→ **TASK DIRECTIONS**
Among the entries below, find all lines that include "config" and copy them.

Collected data:
PR #1331, opened 2015-07-23
Environment config updates

tboerger:
* Raised crowbar version
* Added initial rainbows worker

### DIFF
--- a/crowbar_framework/config/crowbar.env
+++ b/crowbar_framework/config/crowbar.env
@@ -1,3 +1,5 @@
+export RAINBOWS_WORKERS=5
+
 export CROWBAR_VERSION=1.10
 export CROWBAR_LOG_DIR=/var/log/crowbar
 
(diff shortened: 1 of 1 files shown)


crowbar_framework/config/crowbar.env
```diff
@@ -1,4 +1,6 @@
-export CROWBAR_VERSION=1.10
+export RAINBOWS_WORKERS=5
+
+export CROWBAR_VERSION=3.0
```
dirkmueller: maybe 2.95 until we released 3.0 ?

tboerger: But we are working on 3.0, this is the upcoming version :)

rsalevsky:
+1

crowbar_framework/config/crowbar.env
```diff
@@ -1,4 +1,6 @@
-export CROWBAR_VERSION=1.10
+export RAINBOWS_WORKERS=5
```
MaximilianMeister: @tboerger does the `RAINBOWS_WORKERS` env influence only development or also production?

tboerger: Just development as production uses a custom rainbows config.

MaximilianMeister:
> Just development as production uses a custom rainbows config.

okay thanks.

:+1: then

PR #1333, opened 2015-07-24
Use default_os attribute from provisioner as default platform

vuntz:
It turns out that there is an attribute for defining the default
platform, and therefore we should not just rely on the OS of the admin
server.

This also means that the variable cannot be cached forever since the
attribute might change.


tboerger:
Some small improvement, after that :+1:

vuntz:
@tboerger done

vuntz:
Tested, and it works as intended.

rsalevsky:
+1

dirkmueller:
LGTM

bmwiedemann:
:+1:

PR #1334, opened 2015-07-28
eventually use CROWBAR_PORT from the environment

MaximilianMeister:
in the development environment you may want to use a different port

### DIFF
--- a/bin/barclamp_lib.rb
+++ b/bin/barclamp_lib.rb
@@ -25,7 +25,7 @@ require 'getoptlong'
 @debug = false
 @hostname = ENV["CROWBAR_IP"]
 @hostname = "127.0.0.1" unless @hostname
-@port = 3000
+@port = ENV["CROWBAR_PORT"] || 3000
 @headers = {
   "Accept" => "application/json",
   "Content-Type" => "application/json"


rsalevsky:
-1 We have already the `--port` option.

MaximilianMeister:
@rsalevsky and why shouldn't you be able to set it via an the environment? and why is it set like this in `crowbar_machines` as well?

rsalevsky:
Having both makes no sense and cause confusion, maybe also conflicts with other variables due to they are global. In general we should use less ENV variables as possible.

`crowbar_machines` is a other topic the new client will use correct parameters

aspiers:
> Having both makes no sense and cause confusion, maybe also conflicts with other variables due to they are global. In general we should use less ENV variables as possible.

In general I totally disagree - supporting both CLI options and environment variables is a very common pattern.  git and the openstack CLI are just two of many examples of very well-known software which does this.  It makes plenty of sense, especially to avoid repeating having to specify the same CLI options over and over again.  The concern about name conflicts does not apply due to the `CROWBAR_` prefix.

It's important to note that the CLI option should always take precedence over the corresponding environment variable - again this is conventional and makes more sense since it allows setting the defaults in the environment and then overriding on the CLI only when necessary.

tboerger:
This should be obsolete with crowbar-client but :+1: as it doesnt hurt.

MaximilianMeister:
rebased to the port 80 change

MaximilianMeister:
okay...  **un**rebased to the port 80 change...

vuntz:
+1

PR #1278, opened 2015-05-28
document YAML requirement to quote alias strings

aspiers:
The @ and ` characters can be used anywhere in a plain string except at the beginning, because they are reserved indicators:

  http://yaml.org/spec/1.2/spec.html#id2774228

See https://bugzilla.suse.com/show_bug.cgi?id=932619 for the corresponding change in product documentation.

PR #1335, opened 2015-07-29
batch export: don't strip double-quotes from aliases

aspiers:
`@` is a reserved indicator in YAML and can't start a plain scalar:

  http://yaml.org/spec/1.2/spec.html#id2774228

Therefore aliases need to be wrapped in double-quotes.  This was already fixed in the documentation for `crowbar batch build`:

  https://github.com/crowbar/barclamp-crowbar/pull/1278

but it appears that I deliberately made `batch export` strip the quotes in the original implementation (presumably on grounds of ugliness) before realising that that violated the YAML spec.

### DIFF
--- a/bin/crowbar_batch
+++ b/bin/crowbar_batch
@@ -44,7 +44,6 @@ require "easy_diff"
 require "chef/mixin/deep_merge"
 require "pp"
 
-ALIAS_REGEXP = /"(@@[^ @]+@@)"/
 ALIAS_TEMPLATE = '@@%s@@'
 
 INDENT = '   '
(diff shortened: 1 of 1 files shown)


thutterer:
+1
I've tested this as a patch just now and it works. Without the patch, the exported YAML was broken because of list entries like `- @@dashboard@@`.
With the patch those entries now get quoted correctly: `- "@@dashboard@@"`.

rsalevsky:
Tested the patch with the same result. Thanks! :+1:

dirkmueller:
+1

PR #1336, opened 2015-07-30
prevent crowbar batch from locking itself and the user out

aspiers:
If crowbar batch is used to export the crowbar proposal from one cloud and apply it to another, it will change the machine-install user's password, which is typically the one used to run crowbar batch.  This would break any future HTTP digest authentications against the Crowbar REST API, including ones invoked immediately after the change, by the still running crowbar batch process.  So if the user inadvertently attempts to change the password they're currently relying on, simply output a warning and ignore the attempt.

Also improve error reporting when retrieving aliases.

### DIFF
--- a/bin/crowbar_batch
+++ b/bin/crowbar_batch
@@ -313,20 +313,38 @@ def wipe_attribute(new_json, barclamp, attribute)
 end
 
 def merge_attributes(new_json, barclamp, proposal)
+  attrs = proposal["attributes"]
+
   to_merge = {
     "attributes" => {
-      barclamp => proposal["attributes"]
+      barclamp => attrs
     },
     "deployment" => {
       barclamp => proposal["deployment"]
     },
   }
 
+  prevent_password_lockout(attrs) if barclamp == 'crowbar'
+
   # easy_merge! seems to have problems with Arrays of Hashes :-/
   #new_json.easy_merge! to_merge
 
   #new_json.extend Chef::Mixin::DeepMerge
   Chef::Mixin::DeepMerge.deep_merge!(to_merge, new_json)
+end
+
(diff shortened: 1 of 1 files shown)


aspiers:
This is not right yet.

aspiers:
OK this should be right now - needs a quck test though.

bin/crowbar_batch
```diff
@@ -329,6 +333,20 @@ def merge_attributes(new_json, barclamp, proposal)
...
+
+  users = attrs['users']
+  return unless users && users[@username]
+
+  if @password != users[@username]['password']
+    warn "Refusing to change password for '#{@username}' user " + \
+         #"from #{@password} to #{users[@username]['password']} " + \
+         "which would lock myself out!"
+  end
+  to_merge['attributes'][barclamp]['users'].delete @username
```
thutterer: While testing this I got a 
```
/opt/dell/bin/barclamp_lib.rb:536:in `eval': undefined local variable or method `to_merge' for main:Object (NameError)
```
Changing it to an instance variable `@to_merge` (in all its lines ofc) fixes this.

Second issue in this line: `barclamp` is unknown as-well. Making it a method argument fixed it for me.

aspiers: Thanks for the catch but there is a better fix for than these ;-)

thutterer:
Tested again. Works.
+1

rsalevsky:
LGTM but I have not much experience with crowbar_batch

rsalevsky:
@aspiers, this repository got merged into [crowbar-core](https://github.com/crowbar/crowbar-core).

aspiers:
Superseded by https://github.com/crowbar/crowbar-core/pull/35

PR #1337, opened 2015-07-30
batch build: fix merging of Array attributes

aspiers:
I can't remember why I ever avoided `#easy_merge!` (**UPDATE:** I remembered), but it's now clear that combining `#easy_diff` and `#deep_merge!` was a bad idea, as explained in the new comments.

**N.B. requires https://github.com/Blargel/easy_diff/pull/5 in order to work properly, so shouldn't be merged until that's merged or we've at least patched our easy_diff package.**

Part of https://trello.com/c/ssI9nw9p

### DIFF
--- a/bin/crowbar_batch
+++ b/bin/crowbar_batch
@@ -41,7 +41,6 @@ require "open3"
 require "tempfile"
 
 require "easy_diff"
-require "chef/mixin/deep_merge"
 require "pp"
 
 ALIAS_TEMPLATE = '@@%s@@'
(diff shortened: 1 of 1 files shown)


rsalevsky:
+1

aspiers:
@thutterer found the case where `#easy_merge` fails with Arrays of Hashes.  I am fixing the bug in the `easy_diff` gem, but this is not safe to merge yet.

aspiers:
OK, this requires https://github.com/Blargel/easy_diff/pull/5 in order to work properly.

aspiers:
This can be safely merged when https://build.suse.de/request/show/64242 is accepted.

aspiers:
The SR has been accepted so this is safe to merge.  Just need one more +1 - preferably @vuntz since he's maybe the only other person who understands how `crowbar_batch` works ;-)

aspiers:
BTW presumably the gate failure is unrelated to this PR, since the gate doesn't yet use `crowbar_batch`.  I'm working on changing that though ;-)

thutterer:
Well, I'm not vuntz but I've tested this yesterday after manually updating the gem to 0.0.5 and applying this PR as a patch and it worked fine for me.
+1 (if this counts)

aspiers:
@thutterer thanks. What about your cinder validation issue - does that only happen with this patch applied?

thutterer:
Good question ... iirc I didn't get that far without your patch, but I'll double-check that and take back the +1 until I have an answer.

thutterer:
Wow @aspiers, it really is the case, that crowbar_batch is able to finish the cinder step when I'm NOT using the code from this pull request!
It still fails one step later with the old neutron "gre vs vlan" error that led to this pull request, of course.
So unfortunately I have to change my vote to -1.

aspiers:
I'm not as surprised as you are - they are fundamentally different mechanisms for merging attributes.  So you should run with `-d` in both cases and find out why the `easy_merge` version results in a broken set of attributes which fails the cinder validation tests.

aspiers:
(Or instead of `-d` you can simply add debugging to the relevant parts of crowbar batch's attribute merging code.)

tboerger:
:+1:

rsalevsky:
@aspiers, this repository got merged into [crowbar-core](https://github.com/crowbar/crowbar-core).

aspiers:
Superseded by https://github.com/crowbar/crowbar-core/pull/37

aspiers:
Superseded by crowbar/crowbar-core#39.

PR #1340, opened 2015-08-04
ExecStartPre requires an absolute path

MaximilianMeister:
http://www.freedesktop.org/software/systemd/man/systemd.service.html#ExecStart=

### DIFF
--- a/chef/cookbooks/crowbar/files/default/crowbar.service
+++ b/chef/cookbooks/crowbar/files/default/crowbar.service
@@ -7,7 +7,7 @@ Type=simple
 User=crowbar
 Group=crowbar
 PIDFile=/var/run/crowbar/crowbar.pid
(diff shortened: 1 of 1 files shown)


vuntz:
+1

chef/cookbooks/crowbar/files/default/crowbar.service
```diff
@@ -7,7 +7,7 @@ Type=simple
 User=crowbar
 Group=crowbar
 PIDFile=/var/run/crowbar/crowbar.pid
-ExecStartPre=rm -f /var/run/crowbar/looper-chef-client.lock /var/run/crowbar/chef-client.lock
+ExecStartPre=/bin/rm -f /var/run/crowbar/looper-chef-client.lock /var/run/crowbar/chef-client.lock
```
vuntz: Actually, should be /usr/bin/rm :-)

ovisan:
:+1:

PR #1344, opened 2015-08-10
replacing the queue databag with a rails activerecord model

MaximilianMeister:
I decided to put the properties into a text column which will then be serialized again, as we did it for the proposal model.
Once we have all data_bags and objects (node/role...) out of chef server we can design a proper model with all its relations between tables and columns.


crowbar_framework/app/models/proposal_queue.rb
```diff
@@ -0,0 +1,35 @@
...
+  self.primary_key = "name"
+
+  serialize :properties, Utils::JSONWithIndifferentAccess
+
+  def proposals
+    ProposalQueue.find("queue").properties["proposal_queue"]
+  end
+
+  def <<(item)
+    pq = ProposalQueue.find("queue")
```
aspiers: I'm not 100% sure but wouldn't `self.find` be better here? and same for below.

MaximilianMeister: makes sense, we can definitely do that.

crowbar_framework/app/models/proposal_queue.rb
```diff
@@ -0,0 +1,34 @@
...
+  class_attribute :chef_type
+
+  self.chef_type = "data_bag_item"
+  # only accept one default record named "queue"
+  self.primary_key = "name"
+
+  serialize :properties, Utils::JSONWithIndifferentAccess
+
+  def proposals
+    self.find("queue").properties["proposal_queue"]
```
aspiers: *sigh*  False positive from the dog...

crowbar_framework/app/models/proposal_queue.rb
MaximilianMeister: @aspiers should have tested it before. that actually doesn't work...
`NoMethodError: undefined method `find' for #<ProposalQueue:0x0000000559b7f8>`

aspiers: Sorry, I meant `self.class.find` ...

MaximilianMeister: then I would prefer it like it is. any other opinions?

MaximilianMeister: @aspiers we could also use a private method to just return an ActiveRecord object to get rid of the class identifier dups.

```ruby
...
private
  def proposal_queue
    ProposalQueue.find("queue")
  end
```

but that is a matter of taste I guess. anyone who has an opinion please share.

aspiers: Yeah, I'm really not sure which is best :)  Maybe we should ask @cornelius :)

cornelius: I would prefer using `ProposalQueue` over any of the `self` constructs, because it is more explicit. Repetition of the class name I wouldn't consider as an issue, because somehow you need to identify which class to call.

I would be concerned about the repetition of the `find` argument, because this looks like a potential source of errors, e.g. when mistyping "queue". So wrapping this in a method as proposed sounds like the right thing to me.

aspiers: Thanks @cornelius! I'm convinced :-)

tboerger:
Sorry but I really dislike this implementation. I'm fine with keeping the schema totally simple like it is for the beginning, but instead of creating a single mega record we should add a record for each queue item and iterate through these records ordered by id.

crowbar_framework/app/controllers/deploy_queue_controller.rb
```diff
@@ -25,6 +25,6 @@ def currently_deployed
   end
 
   def deployment_queue
-    Chef::DataBag.load("crowbar/queue")["proposal_queue"] rescue []
+    ProposalQueue.find("queue").proposals rescue []
```
rsalevsky: I prefer to handle this case in the proposals method, otherwise we tend to a fail driven code.

crowbar_framework/app/models/proposal_queue.rb
```diff
@@ -0,0 +1,40 @@
...
+  # only accept one default record named "queue"
+  self.primary_key = "name"
+
+  serialize :properties, Utils::JSONWithIndifferentAccess
+
+  def proposals
+    proposal_queue.properties["proposal_queue"]
+  end
+
+  def <<(item)
```
rsalevsky: Maybe we should replace this with a method named `push`. Then we use the same way as ruby handles arrays, when we need backward we can just set a alias with a depreciation warning.

tboerger: Even better should be an alias, but anyway I suggested to stop this behavior.

crowbar_framework/spec/models/proposal_queue_spec.rb
```diff
@@ -0,0 +1,55 @@
+require "spec_helper"
+
+describe ProposalQueue do
+  queue = JSON.parse(File.read("spec/fixtures/proposal_queue.json"))
+
+  let(:proposal_queue) { ProposalQueue.new(name: "queue", properties: queue) }
+  let(:proposal_queue_empty) do
+    ProposalQueue.new(name: "queue", properties: { "proposal_queue" => [] })
+  end
+  let(:proposal_queue_internals) { proposal_queue.properties["proposal_queue"] }
```
rsalevsky: This lines should be in a `before`.

crowbar_framework/spec/models/proposal_queue_spec.rb
```diff
@@ -0,0 +1,55 @@
...
+
+  context "proposal is queued" do
```
rsalevsky: You have no context so you can delete it.

crowbar_framework/lib/crowbar/deployment_queue.rb
```diff
@@ -19,9 +19,9 @@ class DeploymentQueue
 
     attr_reader :logger, :proposal_queue
 
-    def initialize(logger: Rails.logger, queue: ProposalQueue.new)
+    def initialize(logger: Rails.logger)
       @logger         = logger
-      @proposal_queue = queue
+      @proposal_queue = ::ProposalQueue.first
```
tboerger: Needs ordering by ```created_at```

crowbar_framework/lib/crowbar/deployment_queue.rb
```diff
@@ -130,29 +129,31 @@ def process_queue
...
           end
 
-          logger.debug("process queue: queue: #{proposal_queue.proposals.inspect}")
+          logger.debug("process queue: queue: #{@proposal_queue.inspect}")
 
           # Test for ready
           remove_list = []
-          proposal_queue.proposals.each do |item|
-            prop = Proposal.where(barclamp: item["barclamp"], name: item["inst"]).first
+          ProposalQueue.all.each do |item|
```
tboerger: Needs ordering by ```created_at```

crowbar_framework/lib/crowbar/deployment_queue.rb
MaximilianMeister: the order is always correct if we use the first record, as this is always the oldest

crowbar_framework/lib/crowbar/deployment_queue.rb
MaximilianMeister: same here `.all` retains the order FIFO just fine

crowbar_framework/lib/crowbar/deployment_queue.rb
tboerger: But that is never guaranteed, so please add it directly here or create a named scope ```ordered``` that you can call for get the FIFO record for sure, e.g.

```
  scope :ordered, lambda {
    order("proposal_queue.created_at ASC")
  }
```

crowbar_framework/lib/crowbar/deployment_queue.rb
tboerger: But that is never guaranteed, so please add it directly here or create a named scope ```ordered``` that you can call for get the FIFO record for sure, e.g.

```ruby
  scope :ordered, lambda {
    order("proposal_queue.created_at ASC")
  }
```

tboerger:
:+1:

rsalevsky:
:+1:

→ **SOLUTION**
Environment config updates
--- a/crowbar_framework/config/crowbar.env
+++ b/crowbar_framework/config/crowbar.env
crowbar_framework/config/crowbar.env
crowbar_framework/config/crowbar.env
tboerger: Just development as production uses a custom rainbows config.
> Just development as production uses a custom rainbows config.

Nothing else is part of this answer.